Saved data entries
PR #1835, opened 2024-11-06
implement depth & total span limits with tests

sfc-gh-mchok:
### Pre-review checklist
   * [X] I've confirmed that my changes are working by executing CLI's commands manually on Windows.

### Changes description
- implement depth and total limits for spans so that the column housing the telemetry doesn't blow up
- added `count_spans_in_subtree`, `span_depth`, `trimmed` fields to reporting dict to make investigation easier if we do reach the limits
- chose to do metadata augmentation on the span tree as we're making it to make the postprocessing easier (e.g. no need to build an adjacency matrix and bfs at the end, we can use simple python builtins, which makes the implementation cleaner/more declarative, and easier to read and maintain imo

### DIFF
--- a/src/snowflake/cli/api/metrics.py
+++ b/src/snowflake/cli/api/metrics.py
@@ -263,13 +263,7 @@ class CLIMetrics:
 
     @property
     def num_spans_past_total_limit(self) -> int:
-        return max(
-            0,
-            # we don't count the spans past the depth limit since they would not be reported
-            len(self._completed_spans)
-            - self.num_spans_past_depth_limit
-            - self.SPAN_TOTAL_LIMIT,
-        )
+        return max(0, len(self._completed_spans) - self.SPAN_TOTAL_LIMIT)
 
     @property
     def completed_spans(self) -> List[Dict]:
--- a/src/snowflake/cli/api/metrics.py
+++ b/src/snowflake/cli/api/metrics.py
@@ -17,7 +17,8 @@ import time
 import uuid
 from contextlib import contextmanager
 from dataclasses import dataclass, field, replace
-from typing import ClassVar, Dict, Iterator, List, Optional
+from heapq import nsmallest
+from typing import ClassVar, Dict, Iterator, List, Optional, Set
 
 
 class CLIMetricsInvalidUsageError(RuntimeError):
@@ -84,24 +85,52 @@ class CLIMetricsSpan:
     START_TIME_KEY: ClassVar[str] = "start_time"
     EXECUTION_TIME_KEY: ClassVar[str] = "execution_time"
     ERROR_KEY: ClassVar[str] = "error"
+    COUNT_SPANS_IN_SUBTREE_KEY: ClassVar[str] = "count_spans_in_subtree"
+    SPAN_DEPTH_KEY: ClassVar[str] = "span_depth"
+    # denotes whether direct children were pruned from telemetry payload
+    TRIMMED_KEY: ClassVar[str] = "trimmed"
 
+    # constructor vars
     name: str
     start_time: float  # relative to when the command first started executing
     parent: Optional[CLIMetricsSpan] = None
 
-    # ensure we get unique ids for each step for the parent-child link in case of steps with the same name
-    step_id: str = field(init=False, default_factory=lambda: uuid.uuid4().hex)
+    # vars for reporting
+    span_id: str = field(init=False, default_factory=lambda: uuid.uuid4().hex)
     execution_time: Optional[float] = field(init=False, default=None)
     error: Optional[BaseException] = field(init=False, default=None)
+    span_depth: int = field(init=False, default=1)
+    count_spans_in_subtree: int = field(init=False, default=1)
 
+    # vars for postprocessing
+    children: Set[CLIMetricsSpan] = field(init=False, default_factory=set)
+
+    # private state
     # start time of the step from the monotonic clock in order to calculate execution time
     _monotonic_start: float = field(
         init=False, default_factory=lambda: time.monotonic()
     )
 
+    def __hash__(self) -> int:
+        return hash(self.span_id)
+
     def __post_init__(self):
         if not self.name:
-            raise CLIMetricsInvalidUsageError("step name must not be empty")
+            raise CLIMetricsInvalidUsageError("span name must not be empty")
+
+        if self.parent:
+            self.parent.add_child(self)
+            self.span_depth = self.parent.span_depth + 1
+
+    def increment_subtree_node_count(self) -> None:
+        self.count_spans_in_subtree += 1
+
+        if self.parent:
+            self.parent.increment_subtree_node_count()
+
+    def add_child(self, child: CLIMetricsSpan) -> None:
+        self.children.add(child)
+        self.increment_subtree_node_count()
 
     def finish(self, error: Optional[BaseException] = None) -> None:
         """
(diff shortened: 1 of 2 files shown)


tests/api/metrics/test_metrics_spans.py
```diff
@@ -265,4 +298,99 @@ def test_metrics_spans_empty_name_raises_error():
...
+        110542.781,
+        110543.39,
+        110544.359,
+        110545.296,
+        110545.812,
+        110546.265,
+        110546.5,
+        110547.078,
+        110547.984,
+        110548.078,
```
sfc-gh-mchok, line 331: I recognize this is a bit of a red flag but I'm unsure how to reconcile this, since otherwise the start_times end up being all 0 when running the tests on windows

tests/api/metrics/test_metrics_spans.py
```diff
@@ -22,25 +23,19 @@
...
 
-# helper for testing span depth limit edge case
-def create_nested_spans_recursively(metrics: CLIMetrics, num_spans: int = 1) -> None:
-    @metrics.start_span("nested_span")
-    def create_span():
-        nonlocal num_spans
-        num_spans -= 1
+# helper for testing span limits
+def create_spans(metrics: CLIMetrics, width: int, depth: int):
+    counter = count()
```
sfc-gh-mchok, line 28: This is here in case the test fails then we will have something to work with in the logs

src/snowflake/cli/api/metrics.py
```diff
@@ -213,15 +248,57 @@ def counters(self) -> Dict[str, int]:
...
+
+        # sort by start time to make reading the payload easier
+        sorted_spans_to_report = sorted(
+            spans_to_report, key=lambda span: span.start_time
+        )
+
+        return [
+            {
+                **span.to_dict(),
+                CLIMetricsSpan.TRIMMED_KEY: not span.children <= spans_to_report,
```
sfc-gh-mchok, line 301: I chose to put this here and not in the span class since it feels like this additional information we're tagging on in post-processing rather than having to do with the state of the span class itself, but I kept the key in the span class to centralize them all. Not sure if there is a better approach, let me know if you have any thoughts

src/snowflake/cli/api/metrics.py
```diff
@@ -84,24 +85,52 @@ class for holding metrics span data and encapsulating related operations
...
+    children: Set[CLIMetricsSpan] = field(init=False, default_factory=set)
+
+    # private state
     # start time of the step from the monotonic clock in order to calculate execution time
     _monotonic_start: float = field(
         init=False, default_factory=lambda: time.monotonic()
     )
 
+    def __hash__(self) -> int:
+        return hash(self.span_id)
```
sfc-gh-mchok, line 115: for post processing, since we need to be able to put the spans in a set

src/snowflake/cli/api/metrics.py
```diff
@@ -213,15 +248,57 @@ def counters(self) -> Dict[str, int]:
...
+        # since we care more about the big picture than granularity
+        spans_to_report = set(
+            nsmallest(
+                n=self.SPAN_TOTAL_LIMIT,
+                iterable=(
+                    span
+                    for span in self._completed_spans
+                    if span.span_depth <= self.SPAN_DEPTH_LIMIT
+                ),
+                key=lambda span: (span.span_depth, span.start_time),
```
sfc-gh-fcampbell, line 289: smart, i like how this avoids a tree traversal

src/snowflake/cli/api/metrics.py
sfc-gh-fcampbell, line 301: we can use the inverse operator to avoid the `not`. (there's `.issuperset()` but unfortunately it would return `Ture` if they're equal, and there's no named method for strict superset checking)
```suggestion
                CLIMetricsSpan.TRIMMED_KEY: span.children > spans_to_report,
```

tests/api/metrics/test_metrics_spans.py
sfc-gh-fcampbell: how about making `side_effect` a function that returns an increasing number? (maybe `side_effect=lambda: *_, **__: next(GLOBAL_COUNT)` would be enough?

src/snowflake/cli/api/metrics.py
```diff
@@ -213,15 +248,57 @@ def counters(self) -> Dict[str, int]:
...
+                for span in self._completed_spans
+                if span.span_depth > self.SPAN_DEPTH_LIMIT
+            ]
+        )
+
+    @property
+    def num_spans_past_total_limit(self) -> int:
+        return max(
+            0,
+            # we don't count the spans past the depth limit since they would not be reported
```
sfc-gh-fcampbell, line 265: why is this the case? i thought we wanted to report on the full number of spans opened by the app?

src/snowflake/cli/api/metrics.py
```diff
@@ -84,24 +85,52 @@ class for holding metrics span data and encapsulating related operations
     START_TIME_KEY: ClassVar[str] = "start_time"
     EXECUTION_TIME_KEY: ClassVar[str] = "execution_time"
     ERROR_KEY: ClassVar[str] = "error"
+    COUNT_SPANS_IN_SUBTREE_KEY: ClassVar[str] = "count_spans_in_subtree"
+    SPAN_DEPTH_KEY: ClassVar[str] = "span_depth"
+    # denotes whether direct children were pruned from telemetry payload
+    TRIMMED_KEY: ClassVar[str] = "trimmed"
```
sfc-gh-bdufour, line 91: nit: pruned or trimmed? You're using both for the same thing.

src/snowflake/cli/api/metrics.py
sfc-gh-bdufour: +1, these limits are just guardrails.

src/snowflake/cli/api/metrics.py
```diff
@@ -84,24 +85,52 @@ class for holding metrics span data and encapsulating related operations
     START_TIME_KEY: ClassVar[str] = "start_time"
     EXECUTION_TIME_KEY: ClassVar[str] = "execution_time"
     ERROR_KEY: ClassVar[str] = "error"
+    COUNT_SPANS_IN_SUBTREE_KEY: ClassVar[str] = "count_spans_in_subtree"
+    SPAN_DEPTH_KEY: ClassVar[str] = "span_depth"
```
sfc-gh-bdufour, line 89: can you please document these? Span depth seems to represent the depth of the current span (is it 0-based though? 1-based?). COUNT_SPANS sees to be the total size of the subtree rooted at this span. I would have expected it to be named "SPAN_COUNT" and not "COUNT_SPANS", if so.

tests/api/metrics/test_metrics_spans.py
sfc-gh-bdufour: please, let's not do this, it's not maintainable and generally not best practice. You can definitely just make the clock "tick" as Frank suggested, that should be sufficient.

sfc-gh-mchok: Good call, added a local fixture for it here: https://github.com/snowflakedb/snowflake-cli/pull/1835/files#diff-839165dddafe1dd908ef843269b12e1cd4a7158ea95e5e7a2ee210ea7ec56de0R26-R31

src/snowflake/cli/api/metrics.py
sfc-gh-mchok: Thank you :'D

src/snowflake/cli/api/metrics.py
sfc-gh-mchok: In my head these two are measuring which of the two guardrails we hit: total for horizontal and depth for vertical, and it would help investigation if they were isolated

We can infer the full number by summing the subtree counts (or introduce an explicit variable), and the semantics of having the spans exceeding depth limit also contribute to the total limit seems weird to me:
e.g. we have a path of 6 spans nested within each other, we then would say that 1 exceeded depth limit and 1 exceeded total limit, when we only report 5 of them and our total limit is 100 (which was not hit)

Happy to discuss further since I might be missing something though

src/snowflake/cli/api/metrics.py
sfc-gh-mchok: I thought they were synonyms, checked Google and seems trimmed works better so I kept that one 😓

src/snowflake/cli/api/metrics.py
sfc-gh-mchok: Updated, tried to make the description as agnostic to the names (e.g. not using the words depth and count) as possible: https://github.com/snowflakedb/snowflake-cli/pull/1835/files#diff-db39ee1dd59a874df561d1420daafd90b948a34c614128415110ee101aa55cc7R88-R92

src/snowflake/cli/api/metrics.py
sfc-gh-fcampbell: > we then would say that 1 exceeded depth limit and 1 exceeded total limit
woudn't it be 0 exceeded total limit, since 6 < 100?

sfc-gh-mchok: Discussed offline, changes made here: https://github.com/snowflakedb/snowflake-cli/pull/1835/commits/a2982b84a7b3d99baf3a70c8d334b84516859270

sfc-gh-bdufour (approved):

### Directions for this task:
Looking at the data above, how many lines hold the string "reporting"? Reply with only the number.

### Written response:
2